An arbitration agreement is a contract between an employer and an employee that requires disputes between the two parties to be resolved through arbitration. This type of agreement is enforceable in California as long as it is entered voluntarily and does not violate state or federal laws.
Arbitration agreements can be beneficial to both employers and employees. For employers, arbitration can save time and money that would otherwise be spent on litigation. It can also provide a more efficient way to resolve disputes. For employees, arbitration can be faster and less expensive than court. Additionally, arbitration may allow for more privacy than a public court proceeding.
If you are considering signing an arbitration agreement or have already signed one, it is important to understand your rights and what you agree to.
The arbitration process
Arbitration is when an independent third party, called an arbitrator, hears both sides of a dispute and makes a binding decision. In California, arbitration agreements are common in employment contracts.

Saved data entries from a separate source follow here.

PR #4647, opened 2025-04-18
add some docs around metadata and camelCasing

doug-s-nava:
## Summary
Unticketed

## Changes proposed
Add some code style docs

### DIFF
--- a/documentation/frontend/code-style.md
+++ b/documentation/frontend/code-style.md
@@ -36,6 +36,8 @@ The main things to focus on are:
 - don't abuse (or maybe even use) abbreviations
 - think about searchability
 
+Also, `camelCase` should be used by default. Objects coming in from outside sources, such as API response payloads, may use `snake_case`, and there is no need to avoid using snake case in those instances, but any newly defined variables within the NextJS app should use camel case.
+
 ### Promises
 
 Constants that represent unresolved promises should be named `varNamePromise(s)`.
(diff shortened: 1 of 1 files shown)


documentation/frontend/code-style.md
```diff
@@ -36,6 +36,8 @@ The main things to focus on are:
 - don't abuse (or maybe even use) abbreviations
 - think about searchability
 
+Also, `camelCase` should be used by default. Objects coming in from outside sources, such as API response payloads, may use `snake_case`, and there is no need to avoid using snake case in those instances, but any newly defined variables within the NextJS app should use camel case.
```
acouch, line 39:
```suggestion
Also, `camelCase` should be used by default. Objects coming in from outside sources, such as API response payloads, may use `snake_case`, and there is no need to avoid using snake case in those instances, but any newly defined variables within the Next.js app should use camel case.
```

extreme nit, "Next.js" is how next describes itself https://nextjs.org/

documentation/frontend/code-style.md
```diff
@@ -60,3 +62,9 @@ Classes for different flavors of API errors are established in errors.ts, use th
 ### Snapshots & Page Component Tests
 
 We have observed that running typical Jest unit tests on dynamic Next JS page level components is complicated and generally does not provide much value. When creating any new pages, feel free to rely on snapshot based tests rather than functional tests for these components.
```
acouch, line 64:
```suggestion
We have observed that running typical Jest unit tests on dynamic Next.js page level components is complicated and generally does not provide much value. When creating any new pages, feel free to rely on snapshot based tests rather than functional tests for these components.
```

Out of scope extreme nit, Next.js spelling / case

acouch (approved):
Looks great, two spelling nits

acouch (approved):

The arbitration process typically begins with filing a claim by one party against the other. The claim is then served on the other party, who has a certain amount of time to respond. Once both parties have submitted their evidence and arguments, the arbitrator will hold a hearing. After considering all of the evidence and arguments, the arbitrator will issue a written decision, which is binding on both parties.
Why do employers require employees to sign arbitration agreements?
There are many reasons why employers may require employees to sign arbitration agreements. For one, arbitration can be a cheaper and faster way to resolve disputes than going to court. Additionally, arbitration can provide more privacy than court, as the proceedings are not on public record. Finally, employers may feel they will have a better chance of winning their case in arbitration than in court.
Laws governing arbitration agreements in California
Arbitration agreements are governed by the Federal Arbitration Act (FAA) and state law. In California, arbitration agreements are also subject to the California Arbitration Act (CAA). The CAA applies to any arbitration agreement entered into in California, regardless of whether the parties are located in California. The employment law in California requires that arbitration agreements be in writing and signed by the parties.
The CAA also provides that certain disputes are unsuitable for arbitration, including disputes involving public policy, civil rights, or claims brought under the Fair Employment and Housing Act (FEHA). If an arbitrator finds a dispute unsuitable for arbitration, the arbitrator must refuse to hear the case and return it to the court system.
Types of claims subject to arbitration
Three main types of claims are typically subject to arbitration in California employment cases:
- Claims to arise under state law, such as discrimination, harassment, and wrongful termination.
- Claims to arise under federal law, such as wages and hours.
- Breach of contract claims.
If you have been subjected to workplace discrimination or harassment, you should speak with an experienced attorney who can help you determine whether or not your claim is subject to arbitration.
When is an arbitration agreement enforceable?
An arbitration agreement is only enforceable if it is signed by both the employer and the employee. The agreement must also be fair and reasonable and not contain any provisions that would waive the employee’s right to file a claim with the California Division of Labor Standards Enforcement (DLSE). If an arbitration agreement contains such provisions, a court may declare it void and unenforceable.
How do arbitration agreements affect class action lawsuits in California?
Arbitration agreements are designed to streamline the resolution of disputes between an employer and employee. In California, arbitration agreements are typically used to prohibit employees from filing or participating in class action lawsuits against their employers.
Class action lawsuits allow a group of employees with similar claims to band together and file a single lawsuit against their employer. These lawsuits can be costly and time-consuming for both parties. Arbitration agreements help to avoid these types of lawsuits by requiring employees to resolve their disputes individually through arbitration.
In California, arbitration agreements are generally enforceable if they are entered voluntarily and knowingly by both parties. However, there are some situations where an arbitration agreement may not be enforceable, such as if it is deemed unconscionable or violates public policy.
What is AB 51?
AB 51 is a bill recently introduced in the California Legislature that, if enacted, would ban employers from requiring employees to arbitrate employment disputes. This means that employees could bring claims against their employers in court rather than going through arbitration.
Arbitration is often seen as unfair to employees because it is a private process typically biased in favor of employers. Furthermore, arbitration agreements often prevent employees from filing class action lawsuits, which can effectively hold companies accountable for widespread misconduct.
AB 51 would allow employees to file individual or class action lawsuits against their employers in court and would help level the playing field between workers and companies. If you live or work in California, contact your representatives and tell them to support AB 51!
In summary, arbitration agreements are becoming increasingly common in California employment cases, and employers must know the legal requirements when implementing an agreement. Both employers and employees need to understand their rights and responsibilities related to arbitration agreements to make informed decisions about entering such arrangements. Arbitration can provide a faster way of resolving disputes without having to go through lengthy court proceedings, which benefits both parties involved.